Fast charging is a crucial selling point for lithium battery adoption, and by now, most installers are aware that a lithium battery charges much faster than a lead-acid battery. The Lithium battery chemistry is much more efficient than lead-acid battery chemistry at discharging and accepting energy. But did you know that some Lithium batteries can be charged even faster than other Lithium batteries?
At Discover Battery, we use Dynamic Charging to characterize that extra bit of speed.
The BMS must have two key characteristics to charge the Lithium battery at the fastest possible rate. Firstly, it must be able to handle the acceptance of a high charge current without disconnecting the battery, which is the primary safety mechanism employed by the BMS. Typically, a charge rate of 1C is considered a high current rate. To put this in context, a Lithium battery charge rate acceptance of 1C current is twice the rate of 0.5C current (check the spec sheet of your battery to confirm its rate).

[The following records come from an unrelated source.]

Issue #14681, opened 2020-08-21
Address circular dependencies in examples


JustSlone:
(from @ecraig12345 ) 

In a component's examples, it's common to use other components to help control the examples or demonstrate concepts. This worked fine when all the components were in the same package, but it will cause problems once we split the components into separate packages.

Currently the new `react-*` component packages such as `react-button` get around this by depending on OUFR rather than `@fluentui/react-next`, but that hack will no longer work once OUFR and `@fluentui/react-next` merge into `@fluentui/react`.

One possible fix is finishing the move to `packages/examples`, which I (Elizabeth) introduced earlier this year in #11984 to get around this issue. The idea is that each package's examples (and doc .md files) can live under paths like `packages/examples/src/<package-name>/components/<Whatever>`, and each package will have its own separate storybook to ensure start times stay reasonable. I even wrote a script to copy existing examples (still slightly buggy), but ran into some issues with build and had to move on to other things. But it should be possible to finish.

Since merging OUFR and react-next will happen in the beta prep period, we should probably get work on the circular dependency issue underway before then so that we don't get block if it takes longer than expected.

PR #15007, opened 2020-09-12
Setup for moving examples to examples package

ecraig12345:
Related to #14681 

The first commit is changes that are pretty certain and could probably just be checked in. The second one is still a work in progress.


packages/charting/webpack.serve.config.js
```diff
@@ -2,8 +2,6 @@ const path = require('path');
 const resources = require('../../scripts/webpack/webpack-resources');
 
 module.exports = resources.createServeConfig({
-  entry: './src/demo/index.tsx',
```
ecraig12345, line 5: I think this part and the change in webpack-resources were because I tried to also move legacy demo apps (except fabric-website-resources probably) to the examples package, and ran into assorted problems (don't remember the details).

If it proves to be too much of a pain, we might want to just get rid of the legacy demo apps (except fabric-website-resources and the demo app for react-button if we still need that to test polyfills).

packages/examples/.storybook/decorators/index.js
```diff
@@ -0,0 +1 @@
+export * from './withKeytipLayer';
```
ecraig12345, line 1: This and the other keytip things are copied from OUFR

packages/examples/.storybook/main.js
```diff
@@ -1,90 +1,18 @@
...
   webpackFinal: (/** @type {webpack.Configuration} */ config) => {
-    config.resolveLoader = {
-      ...config.resolveLoader,
-      modules: [
-        'node_modules',
-        path.resolve(__dirname, '../../../scripts/node_modules'),
-        path.resolve(__dirname, '../../../node_modules'),
-      ],
-    };
+    config = custom({ config, cwd: path.dirname(__dirname) });
```
ecraig12345, line 9: The custom setup that was previously here seemed mostly redundant with the shared webpack config.

cwd is used to ensure that aliases for all deps of the examples package (not just deps of the package being demo'd) are included.

packages/examples/.storybook/main.js
```diff
@@ -1,90 +1,18 @@
...
-
-    config.resolve.extensions.push('.ts', '.tsx');
-
-    config.resolve.alias = getResolveAlias();
-
-    config.plugins.push(new HardSourceWebpackPlugin(), new IgnoreNotFoundExportWebpackPlugin({ include: [/\.tsx?$/] }));
-
-    config.optimization.minimize = false;
+    config.module.rules.push({
+      // Special loader that only includes stories from the current package
```
ecraig12345, line 12: This is a hack to try and prevent it from building absolutely all files for the demo app of one particular package. I'm not sure if it was working.

packages/examples/.storybook/preview.js
```diff
@@ -3,10 +3,20 @@ import { initializeIcons } from '@uifabric/icons';
 import { configure, addParameters, addDecorator } from '@storybook/react';
 import { withInfo } from '@storybook/addon-info';
 import { withA11y } from '@storybook/addon-a11y';
+import { withPerformance } from 'storybook-addon-performance';
```
ecraig12345, line 6: These changes are copied from updates to the OUFR storybook config.

All individual packages' storybook helpers/config should be deleted as part of the final PR. The generateStoriesFromExamples helper can also be deleted.

packages/examples/.storybook/preview.js
```diff
@@ -3,10 +3,20 @@ import { initializeIcons } from '@uifabric/icons';
...
 import * as React from 'react';
 
 addDecorator(withInfo());
 addDecorator(withA11y());
+addDecorator(withPerformance);
+addDecorator(withKnobs({ escapeHTML: false }));
+addDecorator(withThemeProvider);
+addDecorator(withStrictMode);
+addDecorator(withKeytipLayer);
+
```
ecraig12345, line 19: Later in this file, take note of this part which together with preview-loader.js is supposed to help with loading only stories for the current package.
```
  // This will be updated by preview-loader with the actual current package name
  const req = require.context('../src/PACKAGE_NAME', true, /\.Example\.tsx$/);
```

packages/examples/config/tests.js
```diff
@@ -0,0 +1,15 @@
+/** Jest test setup file. */
```
ecraig12345, line 1: The test config was added because I realized the ComponentExamples snapshot test will need to move into this package.

packages/examples/src/ComponentExamples.test.tsx
```diff
@@ -94,6 +94,9 @@ function setCacheFullWarning(enabled: boolean) {
   };
 }
 
+/** Run tests on these packages' examples */
+const includedPackages = ['date-time', 'office-ui-fabric-react', 'react-cards', 'react-focus', 'react-button'];
```
ecraig12345, line 98: This list is probably out of date. Also some of the changes here may still be buggy.

packages/experiments/src/components/VirtualizedList/VirtualizedList.test.tsx
```diff
@@ -1,6 +1,7 @@
 import * as React from 'react';
 import * as renderer from 'react-test-renderer';
-import { VirtualizedListBasicExample } from './examples/VirtualizedList.Basic.Example';
+import { VirtualizedList } from './VirtualizedList';
```
ecraig12345, line 3: Since the examples are moving to a separate package, this test within the experiments package can't render an example. So I duplicated the gist of the example below.

packages/mdl2-theme/tsconfig.json
```diff
@@ -16,7 +16,6 @@
     "skipLibCheck": true,
     "moduleResolution": "node",
     "preserveConstEnums": true,
-    "skipLibCheck": true,
```
ecraig12345, line 19: This was incorrectly specified twice (not directly related to this change)

scripts/storybook/webpack.config.js
```diff
@@ -2,22 +2,15 @@ const HardSourceWebpackPlugin = require('hard-source-webpack-plugin');
...
-    ],
-  });
-
+/**
+ * @param {Object} param0
+ * @param {webpack.Configuration} param0.config
+ * @param {string} [param0.cwd] - cwd containing package.json resolve aliases should be based on
+ * (if different from actual cwd)
+ */
+function custom({ config, cwd }) {
```
ecraig12345, line 13: Aside from the addition of the cwd option, the changes to this file are just shuffling things around (not really adding anything)

scripts/webpack/webpack-resources.js
```diff
@@ -231,6 +231,15 @@ module.exports = {
       customConfig,
     );
 
+    if (!config.entry) {
+      // Handle packages which have a legacy demo app in the examples package
```
ecraig12345, line 235: More of the hack for legacy demo apps

ecraig12345 (commented):
Some comments below explaining parts of this change (mostly still in progress).

In general, here's the approach I'd recommend:
1. Run `scripts/move-examples.js`
2. Look through files in a few different packages and see if there's anything it did dramatically wrong. If so, revert all changes, fix the script, and re-run.
3. Try to build (repeat 2 if needed)
4. repeat with start, legacy start, tests (repeat 2 if needed)

If possible it might be good to split some of these changes into separate PRs, but I'm not sure if it will be possible.

If any of the examples came from packages with less-strict lint rules, it might be a good idea to just disable the rules for the entire examples package and then enable them (and fix no-explicit-any violations) in a later PR.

The BMS requires a second important capability, communication with the charging device, to take charging to the next level. Closed-loop communication is the key to safely delivering the FASTEST charge time possible. A top-notch BMS will safely and dynamically maximize the real time cell voltage a battery requires using closed-loop communication. For a practical example of this, consider that closed-loop communication will enable the voltage output of the charging device to overcome any voltage losses due to resistance in the cables leading to the battery.
Lead-acid batteries and lithium batteries without closed-loop communications cannot change the voltage they receive. They are set to a fixed charging algorithm which conservatively set up to account for all possible situations (high temperature etc). The charging process will therefore be inherently slower for these types of batteries.
Let’s look at a simple illustration of Dynamic Charging with our Discover AES LiFePO4 Solar Battery in both an open-loop and closed-loop system.
The white line on the graph is the line tracking battery state-of-charge using closed-loop communication, and the dark line tracks state-of-charge with the communication network disconnected and running in an open loop. The green line tracks voltage and clearly demonstrates the voltage being pushed higher by the charger due to communication with the battery – Dynamic Charging.
As we can see, the closed-loop system goes from 0% to 100% SoC in 64 minutes, compared with the open-loop system taking 114 minutes. Same battery, same inverter-charger, the same amount of energy replaced – Clearly, the closed-loop approach is faster.
Note: Battery used AES LifePO4 42-48-6650, Sol-Ark Inverter-Charger used.